I tested several brands when I started road biking 15+ years ago. Ended up selecting the Specialized Allez. Since then I've always bought Specialized. They ride/fit well for me and I prefer their style/color versus other brands. At the end of the day purchase the bike that makes you want to ride.


----------



## padangchangkat (Jul 17, 2017)

Experience quite similar like u, compare to other brand, specialized do seem a bit less value in terms price to components, but they do look wonderful. Thanks for the sharing. 

Sent from my X9006 using Tapatalk


----------



## Bspboy (Aug 19, 2017)

I ride a 2015 (I think) Allez Elite and it works great. Light with the carbon fork, looks great, and is comfortable. Mine also have room for some pretty big tires too. I have 25s on right now.


----------



## Lombard (May 8, 2014)

padangchangkat said:


> In term of costing and price i would say the merida have a good bargain, but i test ride both tcr n scultura on a trainer,* the tcr fit like a glove*.
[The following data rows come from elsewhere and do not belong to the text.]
PR #4771, opened 2024-12-12
KCL stdlib: Add atan2 function

adamchalmers:


lf94 (approved):
boss

src/wasm-lib/kcl/src/std/math.rs
```diff
@@ -512,6 +514,36 @@ fn inner_atan(num: f64) -> Result<f64, KclError> {
     Ok(num.atan())
 }
 
+/// Compute the arctan2gent of a number (in radians).
```
jtran, line 517: Replace error.

PR #4772, opened 2024-12-12
Remove non code from Digests

paultag:
@jessfraz and I talked it over; for the time being we're going to remove comments from the AST digest. We already exclude source position, so this is just increasing the degree to which we're going to ignore things that are not germane to execution.


paultag:
This is likely going to break a few of Jess' new caching changes

jessfraz (approved):

PR #4775, opened 2024-12-12
Selection dry-run validation for Shell

### LINKED ISSUE #4711: Improve shell selection guards for circular shapes
Follow up from #4666, thread https://github.com/KittyCAD/modeling-app/pull/4666#discussion_r1876223411

pierremtb:
Fixes #4711. Adds playwright test too for the failure case.


src/lib/commandBarConfigs/validators.ts
```diff
@@ -153,3 +153,71 @@ export const loftValidator = async ({
...
+  const hasOtherObjectIds = selection.graphSelections.some(
+    (s) =>
+      (s.artifact?.type === 'cap' || s.artifact?.type === 'wall') &&
+      s.artifact.sweepId !== firstArtifact.sweepId
+  )
+  if (hasOtherObjectIds) {
+    return 'Unable to shell, selection is across solids'
+  }
+
+  // TODO: NOT WORKING YET
```
pierremtb, line 196: After talking to the engine team shell isn't supported yet. Work started at https://github.com/KittyCAD/engine/tree/ben/shell_dry_run, once merged I'll try again and get this ready to go

pierremtb:
Will try this again once https://github.com/KittyCAD/engine/pull/2972 lands

pierremtb:
Test failures are real, the code for the validator is too simplistic and fails on too many cases. Need to unify things. Back to draft

src/lib/commandBarConfigs/validators.ts
```diff
@@ -153,3 +153,57 @@ export const loftValidator = async ({
...
+    .values()
+    .find((v) => v.type === 'sweep')?.pathId
+
+  if (!object_id) {
+    return "Unable to shell, couldn't find the solid"
+  }
+
+  const shellCommand = async () => {
+    // TODO: figure out something better than an arbitrarily small value
+    const DEFAULT_THICKNESS: Models['LengthUnit_type'] = 1e-9
```
lf94, line 185: Ooof, yeah that's a tough one. I would have done this as a scale of the volume of the model's bounding box as a 1st attempt, but we don't have that information easily accessible.

src/lib/commandBarConfigs/validators.ts
```diff
@@ -153,3 +153,57 @@ export const loftValidator = async ({
...
+  // We don't have the concept of solid3ds in TS yet.
+  // So we're listing out the sweeps as if they were solids and taking the first one, just like in Rust for Shell:
+  // https://github.com/KittyCAD/modeling-app/blob/e61fff115b9fa94aaace6307b1842cc15d41655e/src/wasm-lib/kcl/src/std/shell.rs#L237-L238
+  // TODO: This is one cheap way to make sketch-on-face supported now but will likely fail multiple solids
+  const object_id = engineCommandManager.artifactGraph
+    .values()
+    .find((v) => v.type === 'sweep')?.pathId
+
+  if (!object_id) {
+    return "Unable to shell, couldn't find the solid"
```
lf94, line 180: Don't want to return Promise.reject?

src/lib/commandBarConfigs/validators.ts
```diff
@@ -153,3 +153,57 @@ export const loftValidator = async ({
...
+      },
+    })
+  }
+
+  const attemptShell = await dryRunWrapper(shellCommand)
+  if (attemptShell?.success) {
+    return true
+  }
+
+  return 'Unable to shell with the provided selection'
```
lf94, line 208: Same here: operation failure shouldn't result in Promise.reject?

src/lib/commandBarConfigs/validators.ts
```diff
@@ -153,3 +153,57 @@ export const loftValidator = async ({
     return 'Unable to loft with selected sketches'
   }
 }
+
+export const shellValidator = async ({
+  data,
+}: {
+  data: { selection: Selections }
```
lf94, line 160: Don't want to pass in selections directly?

nadr0:
Do we need this submodule commit?

>  Submodule kcl-samples added at 76d4a2

pierremtb:
@nadr0 I was just looking at this on another branch. I have no idea what this is sorry, good catch!

pierremtb:
@nadr0 should be gone now

src/lib/commandBarConfigs/validators.ts
nadr0: No, the arg configuration for `validation` takes a function that looks like

```
async function validator ({context, data})  : string | boolean {} 
```

If you return `true` passes validation
If you return `false` fails validation but you don't get an error message
If you return `string` it fails validation but you get to see that message within the failure case.


This function is implemented correctly

nadr0: https://github.com/KittyCAD/modeling-app/blob/842ef5ede981bf9f8394e56c9feef0106117bfc7/src/machines/commandBarMachine.ts#L290

Here is the usage of the validator function

src/lib/commandBarConfigs/validators.ts
nadr0: Same reason described here https://github.com/KittyCAD/modeling-app/pull/4775/files#r1918985553

src/lib/commandBarConfigs/validators.ts
nadr0: Now that I think of this I could have probably have thrown a new Error object with a string instead of saying "success" and returning a string with an error message...

It really isn't any error in the sense of the JS code.. I just need to know if an operation failed or passed then why it failed or passed.

The JS code is just proxying the engine result.

pierremtb: Yup, thanks for the added context @nadr0!

src/lib/commandBarConfigs/validators.ts
pierremtb: See https://github.com/KittyCAD/modeling-app/pull/4775#discussion_r1918985553

src/lib/commandBarConfigs/validators.ts
pierremtb: There https://github.com/KittyCAD/modeling-app/blob/b5ddc43bbb83020432a87d5ef28baa82ff500a41/src/machines/commandBarMachine.ts#L285

nadr0 (commented):
Addressing some comments.

nadr0:
I have been manually testing this to trigger the validation. I found an awesome shell result
```
# main.kcl
  |> startProfileAt([-0.12, -0.07], %)
  |> line([-0.04, 0.2], %, $seg02)
  |> line([0.32, 0.03], %, $seg01)
  |> yLine(-0.26, %)
  |> line([-0.14, -0.02], %)
  |> close(%)
extrude001 = extrude(5, sketch001)
```
image
Select this face and do the shell and you can see the result.

image

nadr0 (approved):
Thanks for addressing the comments, looks good.

src/lib/commandBarConfigs/validators.ts
lf94: Right I was suggesting changing the type x) All good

Then the Giant TCR is the bike I would recommend buying.



padangchangkat said:


> The allez do have the colour design i like and by just looking at it* make me want to ride all day long*.
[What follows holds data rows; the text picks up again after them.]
PR #4780, opened 2024-12-12
Fix ids for kurt so front end re-uses same ones on executions

jessfraz:
this has a rust test as well

### DIFF
--- a/src/wasm-lib/tests/executor/main.rs
+++ b/src/wasm-lib/tests/executor/main.rs
@@ -2004,7 +2004,7 @@ async fn kcl_test_error_no_auth_websocket() {
 
 #[tokio::test(flavor = "multi_thread")]
 async fn kcl_test_ids_stable_between_executions() {
-    let code = r#"const sketch001 = startSketchOn('XZ')
+    let code = r#"sketch001 = startSketchOn('XZ')
   |> startProfileAt([61.74, 206.13], %)
   |> xLine(305.11, %, $seg01)
   |> yLine(-291.85, %)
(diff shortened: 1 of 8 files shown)


src/wasm-lib/tests/executor/main.rs
```diff
@@ -2001,3 +2001,62 @@ async fn kcl_test_error_no_auth_websocket() {
         .to_string()
         .contains("Please send the following object over this websocket"));
 }
+
+#[tokio::test(flavor = "multi_thread")]
+async fn kcl_test_ids_stable_between_executions() {
+    let code = r#"const sketch001 = startSketchOn('XZ')
```
jtran, line 2007: No more const.

```suggestion
    let code = r#"sketch001 = startSketchOn('XZ')
```

src/wasm-lib/tests/executor/main.rs
```diff
@@ -2001,3 +2001,62 @@ async fn kcl_test_error_no_auth_websocket() {
...
+    let cache_info = kcl_lib::CacheInformation {
+        old: None,
+        new_ast: old_program.ast.clone(),
+    };
+    ctx.run(cache_info, &mut exec_state).await.unwrap();
+
+    // Get the id_generator from the first execution.
+    let id_generator = exec_state.id_generator.clone();
+
+    let code = r#"const sketch001 = startSketchOn('XZ')
```
jtran, line 2034:
```suggestion
    let code = r#"sketch001 = startSketchOn('XZ')
```

jtran (approved):
Thanks!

A bike that fits you well will make you want to *ride all day long*. A bike that doesn't fit you well will eventually hurt and may make you give up the sport regardless of whether you like the color or not. So all the more reason I recommend the Giant TCR.



padangchangkat said:


> Concerns about tackling uphill bcouse that my weak spots (currently on mtb), so that also among factors on choosing the bikes.


There is only one way to get better at climbing hills, and that is to ride more hills. Practice, practice, practice. Nobody is born a good hill climber. Stick with it and it will come. Keep in mind that hill climbs on any of these bikes will be easier than on an MTB.



padangchangkat said:


> Warranty wise i would say merida seem to be the best, life time frame warranty and i could easily text merida from their lbs to merida team in Germany.
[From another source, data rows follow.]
PR #4781, opened 2024-12-13
add a test to make sure we cant shebang in a fn

jessfraz:


paultag (approved):

jtran (approved):
Do you know about `simulation_tests.rs`? We've been trying to move tests in there. Make a dir of the test name, put `input.kcl` in it, and run `just new-sim-test cannot_shebang_in_fn false`. It will generate the snapshots.

Issue #4442, opened 2024-11-08
Add ability to edit past operations in feature tree by double-clicking them in feature tree


franknoirot:
Though we have point-and-click flows for some modeling operations like extrude and fillet, after they are added users are left to edit the output KCL code directly if they wish to make any changes to the operation after the fact. We should support the ability to edit these parameters using the same GUI command bar flow as when they perform the original oepration.

## Engine notes
None, requires no engine intervention
## API/KCL notes
None, requires no new KCL representations
## Point-and-click notes
1. User will double-click or right-click menu to edit
2. Need to be able to re-invoke command bar with previously-entered values
3. Need to re-select the selected items when revisiting the selection argument
4. Instead of adding to code, this command flow will edit an AST node's arguments.
5. Future work: better review view in the command bar

```[tasklist]
### In scope for v1
- [x] Add edit flow for Sketch: Partial with #5045
- [ ] #5045
- [ ] https://github.com/KittyCAD/modeling-app/issues/5406
- [ ] https://github.com/KittyCAD/modeling-app/issues/5483
- [ ] https://github.com/KittyCAD/modeling-app/issues/5521
- [ ] https://github.com/KittyCAD/modeling-app/issues/5950
- [ ] #5392
- [ ] https://github.com/KittyCAD/modeling-app/issues/5504
```

```[tasklist]
### Out of scope for v1 since they are selection only for now
- [ ] Add edit flow for Hole
- [ ] Add edit flow for Loft
- [ ] Add edit flow for boolean ops
```

franknoirot:
Got some good headway over the last couple days, with an initial framework built out to make any operation editable and the Extrude operation working aside from some edge cases. Here are my notes:
- I've added to the object I was using to determine the label and icon for operations in the feature tree so that we can have a "preparation" step before entering the edit flow in the command palette, and extended the `featureTreeMachine` a bit to accommodate this preparation step as an actor.
- `prepareToEdit` is a bit of a clunky step but it seems necessary
	- A lot of digging in the artifactGraph to get the proper `selection` ID
	- A lot of world needed to coerce the string value of `distance` into a KCL expression value
- The need to "roll back" during operation editing poses an interesting seemingly chicken-egg problem
	- I want the feature tree to see all the operations so that we can show them as "rolled back" past
	- I *don't* want them to be included in execution, and I want to either re-execute or show the execution halted at that point, for the purposes of only allowing selection from previously-created geometry, etc.
[...]

PR #4782, opened 2024-12-13
First draft of a feature tree pane

franknoirot:
Adds a new pane which consumes the operations returned from execution thanks to #4746, filters them(1), then presents a button with an icon and a label that will select that given item when clicked(2). Each feature tree item also has a context menu which shows items to view KCL source for that operation(3).

Towards #4274.

## Notes
1. We filter out the operations inside of user-defined functions for now. There is future work to make these expandable in the feature tree so users can inspect functions' contents.
2. This selection grabs the corresponding artifact from the `artifactGraph` via source range, falling back to doing a code selection of the source range. There are issues with the code selection that occurs when the user "point-and-click" selects via the scene and this selection, so items are not always highlighted. This is future work.
3. This opens the code pane, selects the operation via code ref, and scrolls the line into view. This unveiled a race condition due to the approach we took for `set selections` and opening panes in the modelingMachine, which it is future work to clean up. We use observables from RxJS, sanded in this PR, to reliably receive events when these races finish.

## Demo

https://github.com/user-attachments/assets/853d7a32-bc84-497d-b178-ea9c5f6af657

## Future work
1. Make UI to make user-defined functions expandable (from Notes 1)
2. Make selection highlighting more isomorphic between this and point-and-click (from Notes 2)
3. Fix the "set selections" race condition (from Notes 3) 
5. #4442 

## Tasks
- [x] rip out default planes work from here
- [x] figure out how to conditionally show delete option?
- [x] fix XState race conditions
- [x] write unit and e2e tests


jgomez720:
(Writing this note after watching your demo video in Slack)
We should change `startSketchOn` in the tree to just `sketch` or something you'd see in other CAD. If I as a user choose to not see the code ever, I don't know what `startSketchOn` means.

src/components/ModelingSidebar/ModelingPanes/FeatureTreePane.tsx
```diff
@@ -0,0 +1,383 @@
...
+  function goToError() {
+    modelingSend({
+      type: 'Set context',
+      data: {
+        openPanes: [...modelingState.context.store.openPanes, 'code'],
+      },
+    })
+    // TODO: this doesn't properly await the set context
+    // so scrolling doesn't work if the code pane isn't open
+    editorManager.scrollToFirstErrorDiagnosticIfExists()
```
jtran, line 52: Maybe make an issue for this?

src/components/ModelingSidebar/ModelingPanes/FeatureTreePane.tsx
```diff
@@ -0,0 +1,383 @@
...
+    </button>
+  )
+}
+
+/**
+ * Wait until a predicate is true or a timeout is reached
+ * TODO: this is a temporary solution until we have a better way to
+ * wait for things like selections to be set. It's whack get rid of it if you're reading this.
+ */
+function pollUntil(timeout: number, predicate: () => boolean, interval = 20) {
```
jtran, line 148: Why do we need this?

jtran: In the case of `openCodePane()`, which is called by `openToFunctionDefinition()`, this should be implemented with a state machine. As it is now, it creates new race conditions.

franknoirot: Yeah sure I'd love that. My hypothesis is that "set selection" on the modelingMachine is an XState action with async work, so there is no way for us to send "set selection" followed immediately by any other modelingMachine event without something like this at the moment. I saw the "set selection" race condition as a standalone issue that I didn't want to roll into this large of a PR. But I support that!

src/components/ModelingSidebar/ModelingPanes/FeatureTreePane.tsx
franknoirot: Oh or I could use my `pollUntil` function 😈  or whatever better way there is to do it lol

src/components/ModelingMachineProvider.tsx
```diff
@@ -309,9 +318,16 @@ export const ModelingMachineProvider = ({
               null
             if (!setSelections) return {}
 
-            const dispatchSelection = (selection?: EditorSelection) => {
+            const dispatchSelection = (
+              selection: EditorSelection,
+              scrollIntoView: boolean | undefined
+            ) => {
               if (!selection) return // TODO less of hack for the below please
```
jtran, line 325: `selection` is no longer optional, so this line can go away.

```suggestion
```

src/components/ModelingMachineProvider.tsx
```diff
@@ -309,9 +318,16 @@ export const ModelingMachineProvider = ({
...
-              if (!editorManager.editorView) return
+              if (!editorManager.editorView) {
+                console.warn('no editorView')
+                selectionChangedObservable.next(selection)
+                return
+              }
```
jtran, line 330: Good catch here. We do need to be careful. I'm thinking that we may want to wrap this code in a try-catch, where the catch also calls `selectionChangedObservable.next()`. This _must_ get called. If it doesn't, whatever is waiting for it gets stuck.

jtran: Also, we should maybe clean it up to not send the `selection`. I thought it was a good idea while developing. But we never use it. We can use a [`void` subject](https://rxjs.dev/guide/subject#void-subject) and call simply `selectionChangedObservable.next()` (no argument).

franknoirot: Nice find, I've updated

src/lang/KclSingleton.ts
```diff
@@ -58,21 +59,29 @@ export class KclManager {
...
   private _isExecuting = false
   private _executeIsStale: ExecuteArgs | null = null
   private _wasmInitFailed = true
   private _hasErrors = false
   private _switchedFiles = false
+  private _defaultPlanesVisibility = {
+    xy: true,
+    yz: true,
+    xz: true,
+  }
```
pierremtb, line 75: @franknoirot just curious, where is this used?

pierremtb (approved):
Just a nitpick below, thank you so much this is such a major milestone. Awesome work Frank and Jon!

src/lang/KclSingleton.ts
pierremtb: Maybe for future use?

franknoirot:
Ope I meant to outline the state coordination issues @jtran helped me wade through last night, here they are:
1. Opening the code pane is synchronous and immediate, but the code editor is not instantiated and made available to the rest of the app by way of the editorManager singleton until this line. If you open the pane and then, even waiting for modelingMachine.context.openPanes being changed or something, send selection events or events that interact with the CodeMirror editor before editorManager.editorView !== null , they will silently bail out. We added an observable subject that emits events when this is done that we can subscribe to from a useEffect in the component.
2. Setting selections is currently never truly synchronous because we have a setTimeout around dispatching to the editor. We solved this in the same manner
3. We did this with RxJS but after some sleep I've realized I think we can do this with native DOM events like @lf94 did in the engineConnection class. I'm experimenting with that now, but the only difference it'll make in bundle size so I'm not sweating it too much.

src/lang/KclSingleton.ts
franknoirot: Nope from an abortive attempt to track the default planes visibility within this class. I'll remove it now, thanks for catching!

jtran (approved):

src/lang/KclSingleton.ts
pierremtb: Ofc! Ty

franknoirot:
Yay thanks everyone for helping find a way to coordinate the state for this feature without using either polling or RxJS! I feel much better about this now.

src/machines/kclEditorMachine.ts
```diff
@@ -0,0 +1,67 @@
...
+    },
+    setLastSelectionEvent: {
+      actions: 'setLastSelectionEvent',
+    },
+  },
+})
+
+export const kclEditorActor = createActor(kclEditorMachine).start()
+
+/** Watch for changes to `lastSelectionEventId` */
```
jtran, line 59:
```suggestion
/** Watch for changes to `lastSelectionEvent` */
```

jtran:
I pulled the latest, and scrolling into view isn't working for me when I click "View KCL source code". Both when the editor is open and when it's closed.

src/components/ModelingSidebar/ModelingPanes/FeatureTreePane.tsx
```diff
@@ -0,0 +1,393 @@
...
+          })
+        },
+        sendEditFlowStart: () => {
+          modelingSend({ type: 'Enter sketch' })
+        },
+        scrollToError: () => {
+          editorManager.scrollToFirstErrorDiagnosticIfExists()
+        },
+        sendSelectionEvent: ({ context }) => {
+          console.log('sendSelectionEvent', context)
```
jtran, line 57: Do we want to leave these console logs in? There's a few in this file.

franknoirot: No, no I do not

src/components/ModelingSidebar/ModelingPanes/FeatureTreePane.tsx
```diff
@@ -0,0 +1,384 @@
...
+import { featureTreeMachine } from 'machines/featureTreeMachine'
+import {
+  editorIsMountedSelector,
+  kclEditorActor,
+  selectionEventSelector,
+} from 'machines/kclEditorMachine'
+
+export const FeatureTreePane = () => {
+  const isEditorMounted = useSelector(kclEditorActor, editorIsMountedSelector)
+  const lastSelectionEventId = useSelector(
```
jtran, line 28:
```suggestion
  const lastSelectionEvent = useSelector(
```

src/components/ModelingSidebar/ModelingPanes/FeatureTreePane.tsx
franknoirot: Done

jtran (approved):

Warranties are a good sales tactic to lure in buyers, but remember, a warranty is only as good as the company behind it. Some companies are great about honoring warranty repairs, some try to get out of it and claim user neglect or abuse whenever they can. Bike shops are generally pretty good at negotiating with companies they do business with. Giant has a pretty good reputation and would most likely honor any reasonable claims.


----------



## terbennett (Apr 1, 2006)

Lombard said:


> Then the Giant TCR is the bike I would recommend buying.
> 
> 
> 
> ...


+1..... Well said.


----------



## padangchangkat (Jul 17, 2017)

Lombard said:


> Then the Giant TCR is the bike I would recommend buying.
> 
> 
> 
> ...


Hi bro, thanks for your opinion, especially the hill practice tips, already get the allez 2018, (since within budget and manage to tune it to a conformable sizing).

Thanks all for your opinion and experience sharing. 

Sent from my X9006 using Tapatalk


----------



## Lombard (May 8, 2014)

padangchangkat said:


> Hi bro, thanks for your opinion, especially the hill practice tips, already get the allez 2018, (since within budget and manage to tune it to a conformable sizing).
> 
> Thanks all for your opinion and experience sharing.
> 
> Sent from my X9006 using Tapatalk


Win-win! Congrats! Fit is of paramount importance, so great they could dial in the Allez for you. Wishing you many happy miles!


----------